Why all the hostility Barrok? It is kind of hard to learn to use something before you have it. You can read all you want but until you actually get hands on and try it for yourself you have not really learned how to do anything. I would follow the guide, get the programs that are listed, it is a really sound walkthrough.
 
It bugs me to death when people walk in with these "fancy" "expensive" systems and try to show em off. Then on top of that, they ask others how to overclock these bada systems. Only experienced overclockers (http://xtremesystems.org/forums/index.php) are ever going to buy the most expensive thing then try and overclock it. If you are going to overclock you should learn on cheaper equipment, but thats my personal taste :). There is no joy in taking a AMD 4000+ and making it 2.8 ghz, when you can take a AMD 3700+ and do the same thing... or take a AMD 3000+ and make it 2.8, thats real overclocking :)
 
So if you want a quick run down, here it is. Your chip has a multiplier of 12 (12 x 200front side buss = 2.4ghz). When you get everything setup and windows installed, reboot and hit the delete key (i believe thats it, i am at work and forgeting :)). Once you get into the bios go to the advanced settings. You should see a FSB (200) and a HT multiplyer (either Auto or 5X) The amd chips run at a 1000 fsb. You get that by timsing 200 x 5 = 1000. You generally want to keep this number around 1k, less is alright, more can cause instability. You also need to look at voltages. The new venice chips use 1.4 volts. You have to up the voltage if your computer gets unstable.

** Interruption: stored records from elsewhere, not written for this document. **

PR #12555, opened 2026-07-27
improve doc about deprecating plugin descriptor's requirement

hboutemy:
improve documentation of the deprecation in `plugin.xml`'s `<requirement>` https://maven.apache.org/ref/3.10.0-rc-1/maven-plugin-api/plugin.html#class_requirement ,
as recently we discovered that injection with `MavenPluginManager.getConfiguredMojo(...)` does not provide same result than direct JSR 330
= https://github.com/eclipse-tycho/tycho/pull/6195#issuecomment-5089230625
(notice: I still don't fully understand, but now it seems it's not only a question of "modern" style preference)

in parallel to Maven core documentation improvement, we should probably also:
1. help plugin writers: update Plugin Tools to warn when it generates a `plugin.xml` that contains such `<requirements>` (in general from [`@Component`](https://github.com/apache/maven-plugin-tools/blob/maven-plugin-tools-3.15.2/maven-plugin-annotations/src/main/java/org/apache/maven/plugins/annotations/Component.java) annotations)
2. help plugin consumers: once we help plugin writers, I suppose we can also warn plugin users with a new [plugin validation](https://maven.apache.org/guides/plugins/validation/index.html)

PR #12577, opened 2026-07-28
Add validation for Plexus-based plugin dependency injection

slawekjaranowski:
What changed

- Added a new validation that detects outdated dependency injection usage in plugins.
- Added a clear warning for plugin developers when this pattern is found.
- Pointed users to the recommended modern injection approach.

### DIFF
--- a/impl/maven-core/src/main/java/org/apache/maven/plugin/internal/PluginDescriptorRequirementsValidator.java
+++ b/impl/maven-core/src/main/java/org/apache/maven/plugin/internal/PluginDescriptorRequirementsValidator.java
@@ -55,8 +55,8 @@ class PluginDescriptorRequirementsValidator implements MavenPluginConfigurationV
                     mavenSession,
                     mojoDescriptor,
                     mojoClass,
-                    "Plugin use Plexus Component (plugin tools {@code @Component} annotation). "
-                            + "Maven 4 Dependency Injection (for v4 plugins) or JSR 330 annotations (for v3 plugins) to inject dependencies should be used instead.");
+                    "Plugin uses Plexus Component requirements (@Component annotation). "
+                            + "Use Maven 4 Dependency Injection (for v4 plugins) or JSR 330 annotations (for v3 plugins) to inject dependencies instead.");
         }
     }
 }
--- a/impl/maven-core/src/main/java/org/apache/maven/plugin/internal/PluginDescriptorRequirementsValidator.java
+++ b/impl/maven-core/src/main/java/org/apache/maven/plugin/internal/PluginDescriptorRequirementsValidator.java
@@ -1,0 +1,62 @@
+/*
+ * Licensed to the Apache Software Foundation (ASF) under one
+ * or more contributor license agreements.  See the NOTICE file
+ * distributed with this work for additional information
+ * regarding copyright ownership.  The ASF licenses this file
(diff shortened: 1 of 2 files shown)


slawekjaranowski:
as continuation for:
- https://github.com/apache/maven/pull/12555

impl/maven-core/src/main/java/org/apache/maven/plugin/internal/PluginDescriptorRequirementsValidator.java
```diff
@@ -0,0 +1,62 @@
...
+            MojoDescriptor mojoDescriptor,
+            Class<?> mojoClass,
+            PlexusConfiguration pomConfiguration,
+            ExpressionEvaluator expressionEvaluator) {
+        if (!mojoDescriptor.getRequirements().isEmpty()) {
+            pluginValidationManager.reportPluginMojoValidationIssue(
+                    PluginValidationManager.IssueLocality.EXTERNAL,
+                    mavenSession,
+                    mojoDescriptor,
+                    mojoClass,
```
gnodet, line 59: Two issues in this warning message:

1. **`{@code @Component}` is Javadoc syntax** — inside a Java string literal it will render literally as `{@code @Component}` in console output, not `@Component`. All other validators in this package (e.g. `PlexusContainerDefaultDependenciesValidator`, `Maven3CompatDependenciesValidator`) use plain text in their runtime messages.

2. **Grammar**: "Plugin use" should be "Plugin uses" (subject-verb agreement). The second clause is also awkward — "Maven 4 DI ... to inject dependencies should be used instead".

Suggested rewrite:
```suggestion
                    "Plugin uses Plexus Component requirements (@Component annotation). "
                            + "Use Maven 4 Dependency Injection (for v4 plugins) or JSR 330 annotations (for v3 plugins) to inject dependencies instead.");
```

gnodet (commented):
Two minor issues confirmed in the warning message string — the validation logic and test coverage look solid.

impl/maven-core/src/main/java/org/apache/maven/plugin/internal/PluginDescriptorRequirementsValidator.java
slawekjaranowski: @gnodet done, please look again

gnodet (approved):
Both issues from the prior review have been cleanly addressed in the "Apply review comments" commit:
- `{@code @Component}` Javadoc syntax removed from runtime string — now uses `(@Component annotation)`
- Grammar/phrasing improved — now reads naturally
- Unused `mock` import in the test was also removed

The validation logic is correct, tests cover both positive and negative paths, and CI is green.

**Very minor (non-blocking):** the constructor does not use `requireNonNull(pluginValidationManager)` unlike the abstract base classes in this package (`AbstractMavenPluginParametersValidator`, `AbstractMavenPluginDependenciesValidator`). With JSR 330 injection this is a non-issue in practice.

gnodet (approved):
The latest commit adds `requireNonNull(pluginValidationManager)` in the constructor, cleanly addressing the minor observation from our previous review. The import style (`import static java.util.Objects.requireNonNull`) and usage pattern exactly match `AbstractMavenPluginParametersValidator` and `AbstractMavenPluginDependenciesValidator` in the same package. Consistent and correct.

To overclock, up the FSB (from 200) start by going to 210 or so, save your settings and boot into windows. You then should download 3dmark03 and/or 3dmark05. You should also get superpi and prime95. You should also go to nvidias website and download there nvmonitoring utility to watch over your temps (maybe get speedfan also). Once you run 3dmark03 or 05 and run some super pi, and let prime 95 run for a few minutes, you can then assume you have a partially stable overclock. Keep upping the front side bus with the stock voltage until you can't boot into windows, or it gets REALLY unstable. At this point, if you can get into the bios, go in and up the voltage.... .25 or .5 depends on how unstable it is (unstable being, random reboots, things not loading, programs closing without you telling them too). Once you can boot into windows and run those things... you can keep uping your front side bus. You might also need to give your ram more volts and what not. Anyway, the end goal is to gain increased performance while still keeping stability. I would assume you could do +200 mhz on your cpu (so 2.6ghz) without changing the voltage. Anyway, watch your temps of your computer and also remember your power supply is limited at 350 watts... that has already caused problems with my video card overclock. Good luck, and don't blow anything :)
 
See, don't you feel better? And besides, you know if you had spent that kind of cash you would overclock whatever you bought anyway, you would not be able to help yourself. We lack the will to leave anything at stock speed.
 
Has anyone noticed that cpu-z shows 1.376v for stock when the bios and clockgen show 1.4v? (using a venice 3200 here) I boosted the volts from 1.4 to 1.425 in clockgen and the jump in cpu-z only went up to 1.392. What is a good way to confirm what the chip is actually getting?